姜黎呼了口气,大不愿在这里被人瞧,倘或被人认出来了,又得生出些不必要的麻烦,便对韦卿卿说“别拽了罢,分不开就由着他们。去丁家不方便,我也不想见到别人。要不往军营里,那里地方多,也没有人七嘴八舌的。”
韦卿卿是想不出更好的办法了,只得应下来。两人便在车厢里坐下,叫车夫赶着马车往城外去。然后就这么坐着,木着表情看这两个男人撕扯好一气,好容易合眼安静下来。
到这会儿韦卿卿才松口气,自顾嘀咕一句,“怎么会这样”
姜黎在旁抿唇笑笑,“觉得丢人”
韦卿卿摸了摸自己的鬓角,又抬手托托发髻,看着姜黎,“好在就这几个人,要是人多,我站都站不住。从没见他吃这么多过,哪知醉了是这个样子。”
“没耍酒疯不错了。”姜黎也松口气,“军营里那些男人,有时也有吃醉的,发起酒疯来,吓人得很。本来又都是舞刀弄枪的人,吃醉了脾气大,坏事儿的也有。所以军营里有军规,不准人吃得烂醉。他也好久没见这样过了,往常出去也都是吃得七分量就停了。”

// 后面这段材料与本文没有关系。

PR #2011, opened 2018-02-19
Improve DesignWnd obsolete part flicker behavior

LGM-Doyle:
In #1972 @dbenage-cx reported that un-obsoleting a design will override hull/part obsolete conditions.

The problem is that the DesignWnd does not remember the sequence of UI events involved in obsoleting a design and its hull and parts.  

This PR gives each UI obsoleting event a number so that the order can be checked and the last obsoleting instruction given by the player takes precedence.

### DIFF
--- a/util/SerializeMultiplayerCommon.cpp
+++ b/util/SerializeMultiplayerCommon.cpp
@@ -53,22 +53,72 @@ void SaveGameUIData::serialize(Archive& ar, const unsigned int version)
         & BOOST_SERIALIZATION_NVP(map_zoom_steps_in)
         & BOOST_SERIALIZATION_NVP(fleets_exploring);
 
-    if (version >= 1) {
+    if (version >= 2) {
+        ar & BOOST_SERIALIZATION_NVP(obsolete_ui_event_count);
         ar & BOOST_SERIALIZATION_NVP(ordered_ship_design_ids_and_obsolete);
         ar & BOOST_SERIALIZATION_NVP(ordered_ship_hull_and_obsolete);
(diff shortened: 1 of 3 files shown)


util/SerializeMultiplayerCommon.cpp
```diff
@@ -53,22 +53,72 @@ void SaveGameUIData::serialize(Archive& ar, const unsigned int version)
...
+
+    // Only workarounds for old versions follow
+    if (version >= 2)
+        return;
+
+    if (!Archive::is_loading::value)
+        return;
+
+    if (version == 1) {
+        obsolete_ui_event_count = 1;
```
geoffthemedio, line 77: this is pretty long to keep in the serialize function... maybe move to a separate function?

geoffthemedio:
I find this whole system / concept overly complicated, if I understand vaguely correctly, with parts being obsolete separately from designs and one overriding the other... It would be sufficient to just have a given design be obsolete or not, and a way to mark all designs that use a part as obsolete, and unobsolete individual designs as well. But if people actually find this useful... then OK, as it can all just be ignored by the player if not wanted.

LGM-Doyle:
It is a set of features that are invisible and unnecessary if a player is not looking for the features.  However, it is close to features requested  in the forum.

util/SerializeMultiplayerCommon.cpp
LGM-Doyle: I moved the legacy changes into their own function.

geoffthemedio:
no further comments...

PR #2012, opened 2018-02-19
Improve DesignWnd, allow rename in MainPanel

LGM-Doyle:
This PR should be applied after #2011 

This PR allows renaming finished and saved designs directly from the MainPanel.

This partially address inconsistencies with renaming in the DesignWnd.  It does not fix the problem that renaming from the context menu only works on the turn that a design is created.

### DIFF
--- a/UI/DesignWnd.cpp
+++ b/UI/DesignWnd.cpp
@@ -3793,8 +3793,8 @@ public:
     boost::optional<int>                GetReplacedDesignID() const;//!< returns ID of completed design selected to be replaced.
 
     /** If a design with the same hull and parts is registered with the empire then return the
-        design name, otherwise return boost::none. */
-    boost::optional<std::string>        CurrentDesignIsRegistered();
+        design, otherwise return boost::none. */
+    boost::optional<const ShipDesign*>        CurrentDesignIsRegistered();
     //@}
 
     /** \name Mutators */ //@{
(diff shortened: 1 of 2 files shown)


LGM-Doyle:
rebased

geoffthemedio:
haven't tested, but no objections to code after a skim...

geoffthemedio:
@LGM-Doyle If you're still around, will you have time to rebase this again soon?

geoffthemedio:
Rebased, fixed conflicts and committed: https://github.com/freeorion/freeorion/commit/cc22ba441c27ad2d1ea1ef18ec1665af4686bf4d

Vezzra:
Ugh, I'm a bit at a loss here how to tag/label/categorize this PR now. Strictly technically it has been superseded by cc22ba441c27ad2d1ea1ef18ec1665af4686bf4d. However, superseded PRs get assigned to the "Gateway to the Void" milestone to imply that they themselves didn't get merged, but something else in their place.

On the other hand, cc22ba441c27ad2d1ea1ef18ec1665af4686bf4d is just a rebased version of this PR (with conflicts resolved), so *actually* it would probably be more correct to say this PR has been merged. And in that case it should be (or stay) assigned to the next release milestone (which would be advisable since we can't assign the superseding commit).

We can of course keep the label "superseded", and still leave the PR assigned to the release milestone, but that is a potential source of confusion if, several months from now, someone checks the history, wonders why a superseded PR isn't assigned to "Gateway to the Void", and decides to rectify that "error". Making such exceptions to rules is always a problematic thing...

Any suggestions how to handle this?

geoffthemedio:
If another PR had been made with the rebased commits, and that one merged, what would you have labelled this one? Do the same, I suggest.

Vezzra:
Well, in that case I'd have another PR which I can assign to the relevant milestone. I can't do that with a superseding commit, so the relation of what has been merged to the proper milestone is lost (unless I keep the superseded PR assigned to the relevant milestone, which has it's own issues as explained above).

Not exactly a big deal, I just wondered if there was a way to handle it better...

Dilvish-fo:
It seems to me that the current status is most similar to it being as if this had been squash-merged, and that the most fitting label and milestone would be "merged" and "Next Release".

Vezzra:
Sounds reasonable.

PR #2013, opened 2018-02-19
Include m_design_by_empire in ShipDesign serialization.

LGM-Doyle:
The missing m_designed_by_empire caused the bug that designs could only
be renamed on the same turn that they were designed, since their
ownership was lost on serialization.


geoffthemedio:
don't really need a pull request for something like this...

LGM-Doyle:
I made the PR in case you wanted to comment on the clutter of versioning the ShipDesign serialization for a single line bug-fix.

PR #2014, opened 2018-02-20
Show PP waste warning if stockpile input is unusually high

agrrr3:
[forum discussion](http://www.freeorion.org/forum/viewtopic.php?f=28&t=10870&p=91705#p91702)

* Show industry waste warning in MapWnd if stockpile input is 3 times as high as capacity
** i.e. the warning is shown if it takes at least 4 turns to extract the input


geoffthemedio:
Seems to work. Also seems like there needs to be an indication in one or more of the production or stockpile tooltips that indicate the max stockpile per-turn usage.

Dilvish-fo:
> Also seems like there needs to be an indication in one or more of the production or stockpile tooltips that indicate the max stockpile per-turn usage.

I agree, having to open up the ProductionWnd to see that info is a little bit of a nuisance.

Issue #2015, opened 2018-02-20
planet troops regen even during combat


Dilvish-fo:
[As noted on the forums](http://www.freeorion.org/forum/viewtopic.php?f=28&t=10878), for over a week now planetary troops have been getting regen even when the planet is under attack.  I thought we had likely sorted out the issue with some corrections to the scripts, but that does not appear to be the case.  I have seen various levels of regen (and also with planets using Defense Focus or not); it does appear to coincide with the "regular" non-combat regen level.  The various Garrison tech scripts themselves all are gated by 
```
(LocalCandidate.System.LastTurnBattleHere < CurrentTurn)
```

Which does appear correct.  Just to check I tried swapping in ```LastTurnAttackedByShip``` in place of  ```LastTurnBattleHere``` but it made no difference.

geoffthemedio:
Can you provide a save demonstrating the issue?

Dilvish-fo:
Happening both at Nidor and at Gienah Beta.
[wrong_troop_regen.zip](https://github.com/freeorion/freeorion/files/1742067/wrong_troop_regen.zip)

Dilvish-fo:
minor update: using Debug Data Dumps, I verified that LastTurnAttackedByShip (for the planet) and LastTurnBattleHere (for the system) are being updated properly.

geoffthemedio:
That should be available in the objects list columns as well...

https://github.com/freeorion/freeorion/blob/master/UI/ObjectListWnd.cpp#L190

geoffthemedio:
Possibly `LocalCandidate` isn't being populated as expected when evaluating conditions that include `(LocalCandidate.System.LastTurnBattleHere < CurrentTurn)`. Then when it tries to evaluate the left part of that, it returns -65535, or the "invalid game turn" value.

Dilvish-fo:
>  Then when it tries to evaluate the left part of that, it returns -65535, or the "invalid game turn" value.

I had already done a test on that yesterday, with augmented logging for the path where that returns the invalid game turn value, and didn't get any hits from it...

Dilvish-fo:
hmm, although it was also yesterday that I discovered that sometimes, not always, when I rebuild FO my logging options return to the default "Debug" on everything, I don't recall the relative timing of that discovery with my check for the invalid turn, so I'll repeat that check.

geoffthemedio:
[...]

PR #2018, opened 2018-02-21
Augment effect tracing

Dilvish-fo:
As noted in #2015 I am finding this augmented logging to be pretty helpful in trying to debug Effects

### DIFF
--- a/universe/Effect.h
+++ b/universe/Effect.h
@@ -44,7 +44,8 @@ public:
                  std::vector<std::unique_ptr<EffectBase>>&& effects,
                  const std::string& accounting_label = "",
                  const std::string& stacking_group = "", int priority = 0,
-                 const std::string& description = "");
+                 const std::string& description = "",
+                 const std::string& content_name = "");
     virtual ~EffectsGroup();
 
     /** execute all effects in group */
--- a/universe/Effect.h
+++ b/universe/Effect.h
@@ -80,7 +80,7 @@ protected:
     std::string                 m_accounting_label;
     int                         m_priority;
     std::string                 m_description;
-    std::string	                m_content_name;
+    std::string                 m_content_name;
 
 private:
     friend class boost::serialization::access;
--- a/universe/Effect.h
+++ b/universe/Effect.h
@@ -68,6 +68,7 @@ public:
     bool                            HasSitrepEffects() const;
 
     void                            SetTopLevelContent(const std::string& content_name);
+    const std::string&              TopLevelContent() const { return m_content_name; }
 
     virtual unsigned int            GetCheckSum() const;
 
@@ -79,6 +80,7 @@ protected:
     std::string                 m_accounting_label;
     int                         m_priority;
     std::string                 m_description;
+    std::string	                m_content_name;
 
 private:
     friend class boost::serialization::access;
@@ -1297,7 +1299,8 @@ void EffectsGroup::serialize(Archive& ar, const unsigned int version)
         & BOOST_SERIALIZATION_NVP(m_activation)
         & BOOST_SERIALIZATION_NVP(m_stacking_group)
         & BOOST_SERIALIZATION_NVP(m_effects)
-        & BOOST_SERIALIZATION_NVP(m_description);
+        & BOOST_SERIALIZATION_NVP(m_description)
+        & BOOST_SERIALIZATION_NVP(m_content_name);
 }
 
 template <class Archive>
--- a/universe/Universe.cpp
+++ b/universe/Universe.cpp
@@ -1599,7 +1599,8 @@ void Universe::ExecuteEffects(const Effect::TargetsCauses& targets_causes,
             if (group_targets_causes.empty())
                 continue;
 
-            TraceLogger(effects) << "\n\n * * * * * * * * * * * (new effects group log entry)";
+            TraceLogger(effects) << "\n\n * * * * * * * * * * * (new effects group log entry)(" 
+                                 << effects_group->AccountingLabel() << ")";
 
             // execute Effects in the EffectsGroup
             effects_group->Execute(group_targets_causes,
--- a/universe/Universe.cpp
+++ b/universe/Universe.cpp
@@ -945,7 +945,8 @@ namespace {
             ConditionCache&                    cached_condition_matches,
             std::shared_ptr<const UniverseObject> source,
             const ScriptingContext&            source_context,
-            Effect::TargetSet&                 target_objects);
+            Effect::TargetSet&                 target_objects,
+			std::string&					   match_log);
     };
 
     StoreTargetsAndCausesOfEffectsGroupsWorkItem::StoreTargetsAndCausesOfEffectsGroupsWorkItem(
@@ -1031,7 +1032,8 @@ namespace {
         StoreTargetsAndCausesOfEffectsGroupsWorkItem::ConditionCache&   cached_condition_matches,
         std::shared_ptr<const UniverseObject>                           source,
         const ScriptingContext&                                         source_context,
-        Effect::TargetSet&                                              target_objects)
+        Effect::TargetSet&                                              target_objects,
+		std::string&													match_log)
     {
         std::pair<bool, Effect::TargetSet>* cache_entry = nullptr;
 
@@ -1068,18 +1070,19 @@ namespace {
             target_objects.insert(target_objects.end(), target_set->begin(), target_set->end());
         }
 
+        // log condition scope matches, except for Source
+        if (cond->Description() != " that is the source object") {  // TODO: derive this comparison text
+            std::stringstream ss;
+            ss << "\nGenerated new target set, for Condition: " << cond->Description() << "    targets: (";
+            for (const auto& obj : *target_set)
+                ss << obj->Name() << " (" << std::to_string(obj->ID()) << ")  ";
+            ss << ")";
+            match_log.append(ss.str());
+        }
+
         cached_condition_matches.MarkComplete(cache_entry);
 
-        // log condition scope matches
-        TraceLogger(effects) << "Generated new target set, for Condition: " << cond->Description();
-        std::stringstream ss;
-        ss << "    targets: (";
-        for (const auto& obj : *target_set)
-            ss << obj->Name() << " (" << std::to_string(obj->ID()) << ")  ";
-        ss << ")";
-        TraceLogger(effects) << ss.str();
-
-        return *target_set; 
+        return *target_set;
     }
 
     std::string StoreTargetsAndCausesOfEffectsGroupsWorkItem::GenerateReport() const {
@@ -1099,15 +1102,17 @@ namespace {
     {
         ScopedTimer timer("StoreTargetsAndCausesOfEffectsGroups");
 
-        TraceLogger(effects) << GenerateReport();
 
         // get objects matched by scope
         const Condition::ConditionBase* scope = m_effects_group->Scope();
-        if (!scope)
+        if (!scope) {
+            TraceLogger(effects) << GenerateReport();
             return;
+        }
 
         // create temporary container for concurrent work
         Effect::TargetSet target_objects(*m_target_objects);
+        std::string match_log;
         // process all sources in set provided
         for (auto& source : *m_sources) {
             ScriptingContext source_context(source);
@@ -1132,7 +1137,8 @@ namespace {
                                                                 *condition_cache,
                                                                 source,
                                                                 source_context,
-                                                                target_objects);
+                                                                target_objects,
+                                                                match_log);
             {
                 boost::shared_lock<boost::shared_mutex> cache_guard;
 
@@ -1142,6 +1148,8 @@ namespace {
             }
 
             {
+                TraceLogger(effects) << GenerateReport() << match_log;
+
                 // NOTE: std::shared_ptr copying is not thread-safe.
                 // FIXME: use std::shared_ptr here, or a dedicated lock
                 boost::unique_lock<boost::shared_mutex> guard(*m_global_mutex);
--- a/universe/Universe.cpp
+++ b/universe/Universe.cpp
@@ -1073,7 +1073,7 @@ namespace {
         // log condition scope matches, except for Source
         if (!(dynamic_cast<const Condition::Source*>(cond))) {
             std::stringstream ss;
-            ss << "\nGenerated new target set, for Condition: " << cond->Description() << "    targets: (";
+            ss << "\nGenerated new target set, for Condition: " << cond->Dump() << "\n    targets: (";
             for (const auto& obj : *target_set)
                 ss << obj->Name() << " (" << std::to_string(obj->ID()) << ")  ";
             ss << ")";
--- a/universe/Universe.cpp
+++ b/universe/Universe.cpp
@@ -1070,7 +1070,15 @@ namespace {
 
         cached_condition_matches.MarkComplete(cache_entry);
 
-        //DebugLogger() << "Generated new target set!";
+        // log condition scope matches
+        TraceLogger(effects) << "Generated new target set, for Condition: " << cond->Description();
+        std::stringstream ss;
+        ss << "    targets: (";
+        for (const auto& obj : *target_set)
+            ss << obj->Name() << " (" << std::to_string(obj->ID()) << ")  ";
+        ss << ")";
+        TraceLogger(effects) << ss.str();
+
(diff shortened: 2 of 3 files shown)


universe/Universe.cpp
```diff
@@ -945,7 +945,8 @@ namespace {
             ConditionCache&                    cached_condition_matches,
             std::shared_ptr<const UniverseObject> source,
             const ScriptingContext&            source_context,
-            Effect::TargetSet&                 target_objects);
+            Effect::TargetSet&                 target_objects,
+			std::string&					   match_log);
```
geoffthemedio: replace tabs with 4 spaces

dbenage-cx:
Not seeing it right off ~, so will update after `make clean`.~ (still occurs)
On new/load game start: `Error in "/opt/projects/freeorion/build/freeorionca": double free or corruption (fasttop): 0x00007fc124314630`
[stacktrace](https://gist.github.com/dbenage-cx/67ddbdce645f270a67e5a3c7102d920c)

Dilvish-fo:
> replace tabs with 4 spaces

OK, in Visual Studio I've got tab size set to 4 now and "Insert Spaces" (sorry I didn't think to check that when I started using this).  What do you have for the setting right above that, about indenting "None", "Block", or "Smart"?  Any other Visual Studio settings that would be particularly good for me to adjust?

I've cleaned up the tabs for spaces in the commits & force pushed a new set.

Dilvish-fo:
I fixed a missing space in that last commit and force pushed it again....

geoffthemedio:
I have indenting on smart, but I don't recall specifically choosing that setting.

universe/Effect.h
```diff
@@ -79,6 +80,7 @@ class FO_COMMON_API EffectsGroup {
     std::string                 m_accounting_label;
     int                         m_priority;
     std::string                 m_description;
+    std::string					m_content_name;
```
geoffthemedio: tabs

universe/Effect.h
```diff
@@ -1298,6 +1300,7 @@ void EffectsGroup::serialize(Archive& ar, const unsigned int version)
         & BOOST_SERIALIZATION_NVP(m_stacking_group)
         & BOOST_SERIALIZATION_NVP(m_effects)
         & BOOST_SERIALIZATION_NVP(m_description);
+        & BOOST_SERIALIZATION_NVP(m_content_name);
```
geoffthemedio: remove `;` on previous line

universe/Universe.cpp
geoffthemedio: still tabs. whatever pushing you've done didn't work

universe/Universe.cpp
```diff
@@ -1068,10 +1070,19 @@ namespace {
             target_objects.insert(target_objects.end(), target_set->begin(), target_set->end());
         }
 
+        // log condition scope matches, except for Source
+        if (cond->Description() != " that is the source object") {  // TODO: derive this comparison text
```
geoffthemedio: could `dynamic_cast` to a pointer to a `Source` condition, and check that the cast worked, rather than testing text

Dilvish-fo:
I replaced (force push) the commit that still had the bad tabs & the bad semicolon, and also changed that Source check to use a dynamic cast as you suggested.  The polarity of that check is inverted from what we normally do, but it seems to work fine.

universe/Effect.h
```diff
@@ -79,6 +80,7 @@ class FO_COMMON_API EffectsGroup {
     std::string                 m_accounting_label;
     int                         m_priority;
     std::string                 m_description;
+    std::string	                m_content_name;
```
geoffthemedio: tab

geoffthemedio: Just do a find and replace... don't care if an intermediate commit has a tab if the final pull request changes are clean.

universe/Universe.cpp
geoffthemedio: still tab

universe/Effect.h
Dilvish-fo: > Just do a find and replace

Ah, OK, I just found the control to let me use regular expressions so I could enter a tab into the find box.   Using left and right arrows to navigate across that line they had all seemed like spaces. Still learning my way around VS, sorry...

geoffthemedio: I think you can just copy paste a tab character into the find box as well.

Dilvish-fo:
@dbenage-cx please double check that execution problem again now.

dbenage-cx:
Looks like this may be due to some missing stringtable keys, following prevents crash for me:
```diff
diff --git a/universe/ValueRef.cpp b/universe/ValueRef.cpp
index b78b6b07e..2a10cf48e 100644
--- a/universe/ValueRef.cpp
+++ b/universe/ValueRef.cpp
@@ -468,7 +468,10 @@ std::string FormatedDescriptionPropertyNames(
         if (property_name_part.empty())  // apparently is empty for a EFFECT_TARGET_VALUE_REFERENCE
             continue;
         std::string stringtable_key("DESC_VAR_" + boost::to_upper_copy(property_name_part));
-        formatter % UserString(stringtable_key);
+        if (UserStringExists(stringtable_key))
+            formatter % UserString(stringtable_key);
+        else
+            ErrorLogger() << "Missing stringtable key: " << stringtable_key;
     }
 
     std::string retval = boost::io::str(formatter);
```

geoffthemedio:
Are you getting this after a full clean rebuild? FlexibleFormat shouldn't be crashing regardless of what is passed to it...

dbenage-cx:
@geoffthemedio Not tried clean build since changes, starting one now but may not be back to check till late.

dbenage-cx:
No change from clean build without above diff (still crashes)

universe/Universe.cpp
```diff
@@ -1068,10 +1070,19 @@ namespace {
             target_objects.insert(target_objects.end(), target_set->begin(), target_set->end());
         }
 
+        // log condition scope matches, except for Source
+        if (!(dynamic_cast<const Condition::Source*>(cond))) {
+            std::stringstream ss;
+            ss << "\nGenerated new target set, for Condition: " << cond->Description() << "    targets: (";
```
geoffthemedio: Since this is being logged, rather than shown to the player, this should probably call `cond->Dump(...)` rather than `Description`. Also, why skip the output for `Source` conditions? They're probably almost the shortest, and always having it there makes it easier to serach / visually parse.

Dilvish-fo:
> Also, why skip the output for Source conditions? They're probably almost the shortest, and always having it there makes it easier to serach / visually parse.

```
17:08:41.432064 [trace] effects : Universe.cpp:1152 : StoreTargetsAndCausesOfEffectsGroups: effects_group:   specific_cause: DEF_GARRISON_2  sources: Glorious Sceptrum I (9086)  )
Generated new target set, for Condition:  that is a Planet and that belongs to source's owner empire and that has Population of at least 0.010000    targets: (Minkar γ I (868)  Minkar γ II (882)  Minkar γ Asteroids (896)  Gienah β I (3150)  Bacabs α III (6272)  Tyr I (8358)  Bacabs α V (6300)  Bacabs α I (6314)  Marfik α I (7980)  Phaet α I (6384)  Aten β I (7196)  Glorious Sceptrum I (9086)  )
```
Note that the source(s) is/are already reported on the first line of each EffectsGroup entry, so I don't think the extra reporting of Source matches would actually add any info.  (sidenote: I can't remember for sure under what circumstances it might group multiple sources there, but it is my recollection that there are some.)  Also, when I initially had the Source matches being logged as extra lines it seemed to have a large enough volume (or perhaps it was specifically the increase in number of lines) to noticeably slow down my computer's ability to search through the log.   

As for searching, initially I had tried searching by source and that worked passably well and can still be done, but what really seemed to make a huge improvement was having the content name added to the output and being able to search with that, then look at the source in that line, then the next line after each match in that logging section contains the description of the scope for the particular EffectsGroup followed by the matching target set.

> Since this is being logged, rather than shown to the player, this should probably call ```cond->Dump(...)``` rather than ```Description```

I certainly grant that would follow the general guideline we have about the respective primary uses of the two methods.  Keep in mind though that ```Dump``` output generally contains multiple newline characters which break up the logging output greatly, whereas Description output generally does not.   I personally find this streamlined grouping easy/nice to review, and would be concerned about the extra lines possibly bogging down my file editor.  But that all might just be a combination of pure subjective preference and speculative worry; if you still think you have a strong preference for the consistency of using ```Dump()``` here then I'll certainly change it.  (I could always just change it back for my own debugging work).

Dilvish-fo:
@dbenage-cx  I suppose changing from ```Description()``` to ```Dump()``` would also solve your crash, but regardless it is seeming worthwhile to better figure out just why you are getting that crash.  Could you perhaps reorganize your change to simply add 
```
+        if (!UserStringExists(stringtable_key))
+            ErrorLogger() << "Missing stringtable key: " << stringtable_key;
```
before the call to ```formatter % UserString(stringtable_key);``` (and perhaps needing something to flush the logger?), so that we could see for just what key X the call to ```formatter % ("ERROR: " + X)``` is causing a crash?

dbenage-cx:
```diff
diff --git a/universe/ValueRef.cpp b/universe/ValueRef.cpp
index b78b6b07e..42d637d60 100644
--- a/universe/ValueRef.cpp
+++ b/universe/ValueRef.cpp
@@ -468,6 +468,8 @@ std::string FormatedDescriptionPropertyNames(
         if (property_name_part.empty())  // apparently is empty for a EFFECT_TARGET_VALUE_REFERENCE
             continue;
         std::string stringtable_key("DESC_VAR_" + boost::to_upper_copy(property_name_part));
+        if (!UserStringExists(stringtable_key))
+            ErrorLogger() << "Missing key: " << stringtable_key;
         formatter % UserString(stringtable_key);
     }
```
[log files](https://github.com/freeorion/freeorion/files/1783194/freeorion_2018.zip) (ai/python @ WARN)
I do not see any additional keys noted with the altered diff.

Just had a similar crash with freeoriond instead, will build another client and try to replicate with headless since I can attach debugger there.

Dilvish-fo:
@dbenage-cx hmm, and in the run that those log files are from, the client crashed?  freeorion.log ends abruptly after one of the ```ValueRef.cpp:472 : Missing key: DESC_VAR_HAPPINESS``` lines, but that same key was reported multiple times before without a crash.  Does the logger maybe need to get flushed to make sure we're not missing some important lines there, or does it flush itself after each line logged?

dbenage-cx:
In the last posted log files, the client crashed with the stacktrace noting freeorionca.
Playing with this further I have had the same crash occur in different clients, in some instances a single AI client crashes and the human client returns to intro screen. Rarely it does not even occur on game start, but may on a subsequent turn.

In this post, crash is in freeorion (human client). The setup:
* $`build-host/freeoriond`
* $`gdb --args build-mp-1/freeorion --network.server.external.force 1`
* $`r`
* select multiplayer -> host -> add AI (x1)
* start

Excerpts from [backtrace](https://gist.github.com/dbenage-cx/2d9059cbb1a7bab8b78bc5763c89be68)
```
#5 0x00007fcd87717ce0 in StringTable_::operator[] (this=0x1ebb280, index="DESC_VAR_HAPPINESS") at /opt/projects/freeorion/util/StringTable.cpp:39
error_retval = "ERROR: DESC_VAR_HAPPINESS"
it = {first = <error: Cannot access memory at address 0xfdc>, second = ""}

#8 0x00007fcd8741c510 in ValueRef::FormatedDescriptionPropertyNames (ref_type=ValueRef::SOURCE_REFERENCE, property_names=std::vector of length 2, capacity 2 = {...}, return_immediate_value=false) at /opt/projects/freeorion/universe/ValueRef.cpp:473
stringtable_key = "DESC_VAR_HAPPINESS"
property_name_part = "Happiness"
__for_range = std::vector of length 2, capacity 2 = {"Planet", "Happiness"}
__for_begin = "Happiness"
__for_end = "\240\262\067d\315\177\000\000\065\000\000\000\000\000\000\000\000\257\067d\315\177\000\000\340\252\067d\315\177\000\000\020\260\067d\315\177\000\000\060\262\067d\315\177\000\000X\262\067", <incomplete sequence \315>
retval = "DESC_VAR_HAPPINESS"
num_references = 2
format_string = "%1%'s %2%'s %3%"
formatter = {items_ = std::vector of length 3, capacity 3 = {{argN_ = 0, res_ = "source", appendix_ = "'s ", fmtstate_ = {width_ = 0, precision_ = 6, fill_ = 32 ' ', flags_ = 4098, rdstate_ = std::_S_goodbit, exceptions_ = std::_S_goodbit, loc_ = {<boost::optional_detail::optional_base<std::locale>> = {<boost::optional_detail::optional_tag> = {<No data fields>}, m_initialized = false, m_storage = {dummy_ = {data = "h\220\377;\315\177\000", aligner_ = {<No data fields>}}}}, <No data fields>}}, truncate_ = 9223372036854775807, pad_scheme_ = 0}, {argN_ = 1, res_ = "planet", appendix_ = "'s ", fmtstate_ = {width_ = 0, precision_ = 6, fill_ = 32 ' ', flags_ = 4098, rdstate_ = std::_S_goodbit, exceptions_ = std::_S_goodbit, loc_ = {<boost::optional_detail::optional_base<std::locale>> = {<boost::optional_detail::optional_tag> = {<No data fields>}, m_initialized = false, m_storage = {dummy_ = {data = "P\347\377;\315\177\000", aligner_ = {<No data fields>}}}}, <No data fields>}}, truncate_ = 9223372036854775807, pad_scheme_ = 0}, {argN_ = 2, res_ = "", appendix_ = "", fmtstate_ = {width_ = 0, precision_ = 6, fill_ = 32 ' ', flags_ = 4098, rdstate_ = std::_S_goodbit, exceptions_ = std::_S_goodbit, loc_ = {<boost::optional_detail::optional_base<std::locale>> = {<boost::optional_detail::optional_tag> = {<No data fields>}, m_initialized = false, m_storage = {dummy_ = {data = "er_gramm", aligner_ = {<No data fields>}}}}, <No data fields>}}, truncate_ = 9223372036854775807, pad_scheme_ = 0}}, bound_ = std::vector<bool> of length 0, capacity 0, style_ = 1, cur_arg_ = 2, num_args_ = 3, dumped_ = false, prefix_ = "", exceptions_ = 0 '\000', buf_ = {<std::basic_streambuf<char, std::char_traits<char> >> = {<No data fields>}, putend_ = 0x7fcd3430bba6 "", is_allocated_ = true, mode_ = 24, alloc_ = {<__gnu_cxx::new_allocator<char>> = {<No data fields>}, <No data fields>}}, loc_ = {<boost::optional_detail::optional_base<std::locale>> = {<boost::optional_detail::optional_tag> = {<No data fields>}, m_initialized = false, m_storage = {dummy_ = {data = "\000�\2009T\355", <incomplete sequence \306>, aligner_ = {<No data fields>}}}}, <No data fields>}}
```

seems some output issues, __for_end should probably read:
```__for_end = <error reading variable: Cannot create a lazy string with address 0x0, and a non-zero length.>```

Dilvish-fo:
@dbenage-cx  Hmm, just to try getting another possible clue, would you mind trying that again with all the threading options set to single-threaded?

dbenage-cx:
@Dilvish-fo Good call, have not been able to reproduce when adding `--effects.ai.threads 1 --effects.server.threads 1 --effects.ui.threads 1` to both execs.  Will experiment with these tomorrow to see which narrows it down.

geoffthemedio:
Might be necessary to add threaded access guards / mutex locks to the stringtable...

Edit: actually, given how https://github.com/freeorion/freeorion/blob/master/util/StringTable.cpp#L36 is implemented, it may not be possible to make the stringtable threadsafe. It's returning by-reference an `std::string` that can be modified by another stringtable lookup, which would invalidate previously-returned such references held by other threads.

That said, how it works now is surprisingly fragile even a non-threaded context, so should probably be changed. That said, maybe don't use stringtable lookups in logging code? If it needs to be single-line, you could remove the newlines before outputting.

Dilvish-fo:
@dbenage-cx perhaps check if #2039 lets you now safely run this multi-threaded?

Even if it does, I think it would probably be best for me to shift these Description() calls to Dump() calls to avoid getting bogged down by the stringtable access, but in the meantime this seems like a useful test for 2039.

dbenage-cx:
After rebasing this PR with 2039 (9b5a070), I've not been able to reproduce any of the previous crashes.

韦卿卿弄了一气头发,放下手来看着姜黎,重新审视她,半晌道“你们在一起多久了”
姜黎笑笑,“一年。”
韦卿卿掐着时间,又问她“那之前的时间呢”
姜黎不想跟她说太多,不想跟她提起秦泰,提起那时她和沈翼之间的恩怨纠缠。那些事情,有时候自己想起来沉默片刻也就罢了,不想跟别人说。况且,还是对韦卿卿这个与她已经生了疏离互相都已经不再信任的人说。
因她敷衍,看着韦卿卿道“化解过结。”
韦卿卿听她的语气就知道她不想细说,是以也识趣地不追着问。她现在有想关心姜黎的心思,但总是无从下手,
说什么做什么都是隔靴搔痒。这种感觉难受,却没有办法。接近两年的时间,各自经历了不同的事情,很难忽略这两年再如以前一样对待彼此。她想问姜黎接下来什么打算,终究也没问出口。
马车穿过南城门,直奔郊外军营。沈翼和丁煜靠在一起,东倒西歪,随着马车微微晃动着身子。姜黎和韦卿卿,看着他们俩沉默。本来韦卿卿还有心把沈翼和姜黎送到军营自己再带丁煜回去,然等马车停下,自己打起车围子看到外头的火把时,忽然自己也不想走了。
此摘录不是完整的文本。